First regulations and rates. Europe is actually several major jurisdictions:

\- Switzerland: they went through a near death experience during the financial
crisis, with two huge banks relative to the size of the economy (UBS and
Credit Suisse) that would have sunk the country if they failed. Their reaction
was understandly to slash and shrink these giants to a less threatening size.
UBS and Credit Suisse, once major global players and dominating asset
management, are the shadow of what the once were.

\- UK: of the major UK banks, two went really bad during the crisis (RBS &
HBOS) while the others big banks were mostly healthy. Those two banks were
requested to massively deleverage (RBS pretty much exited investment banking).
The other UK banks (HSBC, Barclays) were comparably healthier. There was a
wish for tough regulations within the EU, however the state of European banks
is generally pretty bad (particularly in Germany and Italy) which severely
limited how tough european regulations could go before threatening the
stability of the country. The UK didn't have that problem and therefore gold-
pleated all EU regulations, requiring higher capital ratios, higher coco
triggers, strict ring-fencing, massive fines, massive PPI penalties, more
severe rules and timing from UK banks. It forced them to retreat from many
businesses and to shrink.

\- rest of Europe. EU regulators generally are hostile to investment banking
and the new regulations make many traditional IB activities uneconomical (in
particular trading and financing trading transactions, as well as imposing
various degree of ring-fencing of non IB activities). In addition, the EUR
zone maintained low rates for a very long time (now going deeply negative),
which adds further pressure on the profitability of EUR zone banks.

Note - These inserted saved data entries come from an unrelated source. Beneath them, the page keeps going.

PR #2156, opened 2026-09-17
Add ESA25 vertical-slice-test detector (ldmx-esa25-v1) + teststand tracker support

mgignac:
I am updating _ldmx-sw_, here are the details

Adds the standalone silicon-tracker test-stand geometry used for the ESA25 slice test, plus the minimal DetDescr/SimCore/Tracking plumbing to reconstruct it.

Core changes:
- New detector Detectors/data/ldmx-esa25-v1/ (hardware-correct recoil z-order/same stereo sign for both stations).
-  SD_TRACKER_TESTSTAND = 8 subdetector id (DetDescr) + TrackerID interpreter and python binding.
- TrackerSD.teststand() sensitive detector (SimCore).
- TrackingUtils::getSensorID branch for the test-stand tracker.
-  ldmx-esa25-v1 added to the ECAL/HCAL geometry-provider valid lists.

Why the sensor-parity change:

The test-stand modules are mounted hardware-correct: the stereo sensor sits upstream, the axial sensor downstream. Acts numbers a station's two sensors by z, so sensor 0 = upstream = stereo — i.e. sensor = layerID % 2, the opposite parity to the recoil/v14 branch, which assumes axial-upstream. Without this branch, hits map to the wrong Acts surface and y is meaningless.

Why a new detector instead of patching ldmx-reduced-v3:

reduced-v3 encodes the v14 z-order convention (axial upstream) and is used by production sim/reco. The real ESA hardware has the opposite z-order; "fixing" it in reduced-v3 would silently change a shared production geometry and break everything relying on its current convention. Giving the test stand its own detector + subdetector id keeps the hardware-correct z-order fully isolated and leaves v14/reduced-v3 untouched.

## Check List


DetDescr/src/DetDescr/DetectorIDBindings.cxx
tvami: according to the bot this is not needed, can you check if it's true?

tvami:
@mgignac please delete the reduced geom, and add this new and renamed version to both the "reduced" sim based CI and the real data VST CI. Thanks!

DetDescr/src/DetDescr/DetectorIDBindings.cxx
mgignac: It seems this is actually needed -- removing the include fails the
  build with BOOST_PYTHON_MODULE ... error: expected constructor, destructor, or type conversion. As per the CI job message, I've marked it as needed and seems the bot is no longer flagging it here.

tvami (approved):

tomeichlersmith (approved):

PR #2157, opened 2026-09-17
TrigScint Geometry Provider for ESA25

mgignac:

TS geometry-provider + measurement-producer feature for the ESA25 slice test — the TS-side counterpart to the tracker geometry work. 

What it adds (all new files):

- DetDescr — TrigScintGeometry class (.h/.cxx + trigscint_geometry.py): a TS geometry description modeled on HCal/ECal.
- TrigScint — TrigScintGeometryProvider.cxx (conditions/geometry provider, "following closely HCal"), ts_daq_map.py + ts_daqmap_esa25_slice_test.json (the TS DAQ map), and edits to TrigScintRecHitProducer.h.
- Tracking — TrigScintMeasurementProducer (.h/.cxx + ts_measurements.py + example config): produces the TrigScintMeasurements.
- TS Calibration files from esa25 
- CMake wiring (Tracking + TrigScint + a TS dependency in the Tracker CMake).

## Check List


tvami:
@mgignac this is looking pretty good, please add the new element to the VST CI so the bot is also testing it, thanks!

mgignac:
@tvami I've added these `ldmx::Measurement` creation to the CI (which relies on geometry providers), so we should be testing these new elements. I had to start to tackle issue #2160 as well to integrate these geometry providers into the CI, but it raises another issue since the DQM histograms arising from that workflow through the EventBuilder doesn't work with this workflow. I would suggest we address that issue in another PR before closing #2160.

tvami:
/run-validation
 * after the CI edits

Tracking/src/Tracking/Reco/TrigScintMeasurementProducer.cxx
```diff
@@ -0,0 +1,127 @@
...
+
+      const auto p0 = geom.getBarPosition(geo_module, b0);
+      const auto p1 = geom.getBarPosition(geo_module, b1);
+      const double x = (1. - f) * p0.X() + f * p1.X();
+      const double y = (1. - f) * p0.Y() + f * p1.Y();
+      const double z = (1. - f) * p0.Z() + f * p1.Z();
+
+      ldmx::Measurement meas;
+      meas.setGlobalPosition(static_cast<float>(x), static_cast<float>(y),
+                             static_cast<float>(z));
```
tvami: x,y,z could just be a float in the first place and then you dont need to cast it, right?

tvami (approved):
I had a small comment about casting, otherwise it looks good to me

Tracking/src/Tracking/Reco/TrigScintMeasurementProducer.cxx
mgignac: Good catch — done, x/y/z are now float and the casts are gone

tomeichlersmith (approved):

In the US, regulations have been less aggressive, and the rate environment
(high rates) less toxic to banks (the reason why low and negative rates are
toxic to banks is that 1) the bank is a net receiver of interest rate, because
it has interest paying assets and liabilities, but more assets than
liabilities, and 2) because if rates turn negative, it may not be able to pass
on negative rates to their depositors (negative rates on current accounts) and
find themselves pocketing the difference between their assets and
liabilities).

However some European banks have been doing OK, like BNP Paribas or Santander.
Their local regulators rather shielded them from tougher regulations. They are
challenged nevertheless by the rates environment.

I think the second reason is culture. US banks took losses upfront, slashed
bad activities quickly and put the problems of 2008 behind them within a few
years, in a typical aggressive, pragmatic american way. The culture in Europe
is often to try to live with problems and hope that waiting will make them go
away. Even aggressive european players like Barclays, Deutsche Bank or SocGen
were very slow to react to the new environment, and were still downsizing and
cutting activities long after US banks went back into bullish/expanding mode.
In Italy the banks were never really restructured.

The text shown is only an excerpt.